Politiques, constitutionnalistes et citoyens se sont en effet fortement opposés : certains avançaient que la victoire du non engendrerait rupture de l’équilibre démocratique, concentration des pouvoirs, consécration du populisme avec l’arrivée au pouvoir du Mouvement 5 étoiles (M5S), faillites bancaires et même un Italiexit, alors que d’autres affirmaient que la victoire du oui permettrait de relancer l’économie et de mettre l’Italie sur la voie d’un changement nécessaire mais aussi d’abandonner le pouvoir à une oligarchie et de favoriser la corruption au plus haut niveau de l’État (en raison d’un nombre important d’enquête visant les élus régionaux ces dernières années).
■ Le problème de la nouvelle loi électorale
Que le oui ou le non l’emporte, une majeure partie de l’opinion concédait que le référendum allait ouvrir une période complexe de l’histoire de l’Italie en raison de l’adoption d’une nouvelle loi électorale dite Italicum, entrée en vigueur en juillet dernier. Ce texte a pour objectif de renforcer la majorité à la Chambre des députés en autorisant le parti qui obtient 40% des voix à en recevoir finalement 55%. Il favorise donc le développement d’un parlementarisme majoritaire et la bipolarisation de la vie politique.
Ainsi, si le oui l’avait emporté, plusieurs observateurs présumaient que Matteo Renzi allait demander la convocation de nouvelles élections afin d’asseoir la domination du Parti démocrate ; à l’inverse, si le non venait à gagner, le Président du Conseil ayant lié son sort à celui du scrutin, sa démission pouvait entraîner une dissolution des chambres par le Président et les élections générales risquaient d’amener au pouvoir le Mouvement populiste 5 étoiles (M5S) mené par Beppe Grillo.
■ Quelles suites ?
Pour l’heure, plusieurs hypothèses se profilent : le Président de la République peut renommer Matteo Renzi après avoir accepté une démission de principe après cet échec ; il peut également choisir de nommer un gouvernement technocratique pour rassurer les marchés financiers et procéder à la modification de l’Italicum ou alors, dissoudre les chambres et convoquer de nouvelles élections générales. Cependant, ce cas de figure est peu probable car il pourrait amener au pouvoir le M5S qui tient la tête des sondages.

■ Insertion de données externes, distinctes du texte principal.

Issue #32591, opened 2025-03-03
Directory, file properties lose updates at execution time with CC


alllex:
Currently, Gradle does not preserve the identity of `DirectoryProperty` and `RegularFileProperty` when encoding with CC.

This means that if these properties are added to some file collections but then modified at execution time, the file collections won’t see the update, since after decoding those would be independent objects.
This is a discrepancy compared to how vintage behaves: it trivially keeps the connections, because those stay the same objects.

There is already a to-be-fixed test for `DirectoryProperty` that reproduces the problem:
https://github.com/gradle/gradle/blob/02702425e427dd1093cdec78145dc53194f4b08a/platforms/core-configuration/file-collections/src/integTest/groovy/org/gradle/api/file/RelativePathFilesIntegrationTest.groovy#L100

mlopatkin:
The issue is in the backlog of the relevant team and is prioritized by them.

***

We have several options to solve it:
- disallow modifications for things loaded from CC
- preserve identities for properties

The latter won't solve cross-task sharing, because we want isolation for parallel execution.

PR #36689, opened 2026-02-11
Mark (some) CC incompatible tests

ov7a:
### Reviewing cheatsheet

- ❌ ❓**must** be fixed
- 🤔 💅 **should** be fixed
- 💭 **may** be fixed
- 🎉 celebrate happy things

### DIFF
--- a/platforms/core-configuration/model-core/src/integTest/groovy/org/gradle/api/provider/CollectionPropertyIntegrationTest.groovy
+++ b/platforms/core-configuration/model-core/src/integTest/groovy/org/gradle/api/provider/CollectionPropertyIntegrationTest.groovy
@@ -17,8 +17,7 @@
 package org.gradle.api.provider
 
 import org.gradle.integtests.fixtures.AbstractIntegrationSpec
-import org.gradle.test.precondition.Requires
-import org.gradle.test.preconditions.IntegTestPreconditions
+import org.gradle.integtests.fixtures.ToBeFixedForConfigurationCache
 
 class CollectionPropertyIntegrationTest extends AbstractIntegrationSpec {
     def setup() {
@@ -205,7 +204,7 @@ afterEvaluate {
         outputContains("value: value 1, value 2, value 3")
     }
 
-    @Requires(value = IntegTestPreconditions.NotConfigCached, reason = "https://github.com/gradle/gradle/issues/25516")
+    @ToBeFixedForConfigurationCache(because = "https://github.com/gradle/gradle/issues/36664")
     def "task ad hoc input property is implicitly finalized when task starts execution"() {
         given:
         buildFile """
@@ -269,7 +268,6 @@ task thing {
         "providers.provider { [ 'a', 'b', 'c' ] }" | _
     }
 
-    @Requires(value = IntegTestPreconditions.NotConfigCached, reason = "https://github.com/gradle/gradle/issues/27528")
     def "can set value for string list property using GString values"() {
         buildFile """
             def str = "aBc"
@@ -303,7 +301,6 @@ task thing {
         succeeds("verify")
     }
 
-    @Requires(value = IntegTestPreconditions.NotConfigCached, reason = "https://github.com/gradle/gradle/issues/27528")
     def "can add element to string list property using GString value"() {
         buildFile << """
             def str = "aBc"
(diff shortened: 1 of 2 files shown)


platforms/core-configuration/file-collections/src/integTest/groovy/org/gradle/api/file/FilePropertyLifecycleIntegrationTest.groovy
```diff
@@ -19,6 +19,7 @@ package org.gradle.api.file
 import org.gradle.api.tasks.TasksWithInputsAndOutputs
 import org.gradle.integtests.fixtures.AbstractIntegrationSpec
 import org.gradle.integtests.fixtures.ToBeFixedForConfigurationCache
```
ov7a, line 21: I'll work more on this file later

platforms/core-configuration/model-core/src/integTest/groovy/org/gradle/api/provider/CollectionPropertyIntegrationTest.groovy
```diff
@@ -269,7 +268,6 @@ task thing {
         "providers.provider { [ 'a', 'b', 'c' ] }" | _
     }
 
-    @Requires(value = IntegTestPreconditions.NotConfigCached, reason = "https://github.com/gradle/gradle/issues/27528")
```
ov7a, line 272: This and following tests pass with CC

testing/internal-integ-testing/src/integTest/groovy/org/gradle/integtests/fixtures/executer/InProcessGradleExecuterIntegrationTest.groovy
```diff
@@ -34,7 +33,6 @@ class InProcessGradleExecuterIntegrationTest extends Specification {
     def distribution = new UnderDevelopmentGradleDistribution(IntegrationTestBuildContext.INSTANCE)
     def executer = new GradleContextualExecuter(distribution, temporaryFolder, IntegrationTestBuildContext.INSTANCE)
 
-    @ToBeFixedForConfigurationCache
```
ov7a, line 37: The whole class is to test EmbeddedExecutor itself and has class-level `@Requires`

mlopatkin:
I don't think we should mark broken stuff we intend to fix as `UnsupportedWithCC`. This should be reserved for tests that we don't intend to fix due to their inherent incompatibilities with CC.

ov7a:
@mlopatkin Got it. I've updated the annotations. Note that for smoke test plugins - it's not our responsibility, so I think `UnsupportedWithCC` is fine there

mlopatkin (approved):

platforms/core-configuration/file-collections/src/integTest/groovy/org/gradle/api/file/FilePropertyLifecycleIntegrationTest.groovy
```diff
@@ -631,8 +636,12 @@ task thing {
         expect:
         succeeds("after")
         outputContains("get failed: Cannot query the value of extension 'thing' property 'prop' because configuration of root project 'broken' has not completed yet.")
-        outputContains("get from task failed: Failed to calculate the value of extension 'thing' property 'prop'.")
-        outputContains("get from task failed cause: Cannot query the value of task ':producer' property 'output' because task ':producer' has not completed yet.")
+        if (GradleContextualExecuter.notConfigCache) {
+            outputContains("get from task failed: Failed to calculate the value of extension 'thing' property 'prop'.")
+            outputContains("get from task failed cause: Cannot query the value of task ':producer' property 'output' because task ':producer' has not completed yet.")
+        } else {
+            outputContains("prop is accessible in 'before' task")
```
ov7a: Assuming that's expected given the lazy evaluation

mlopatkin: > Assuming that's expected given the lazy evaluation

:x: No, this feels wrong. The issue has been closed but we only delivered part of it, and not the part that is covered by the test.

I've filed https://github.com/gradle/gradle/issues/36710 for this. I suspect that many other tests in the file are also failing because of it rather than #32591.

mlopatkin (changes requested):
We're probably facing another root cause here.

platforms/core-configuration/file-collections/src/integTest/groovy/org/gradle/api/file/FilePropertyLifecycleIntegrationTest.groovy
ov7a: Ok, I'll revert this change and will mark it as blocked by that issue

Une chose est donc sûre : au lendemain de ce désaveu politique, il est grand temps de repenser le dialogue entre représentants et représentés. Beaucoup s’accordent sur le fait que cette réforme a réussi à cliver la société italienne sur un sujet finalement peu urgent sans permettre au Gouvernement de se concentrer sur les véritables moyens de relancer le pays.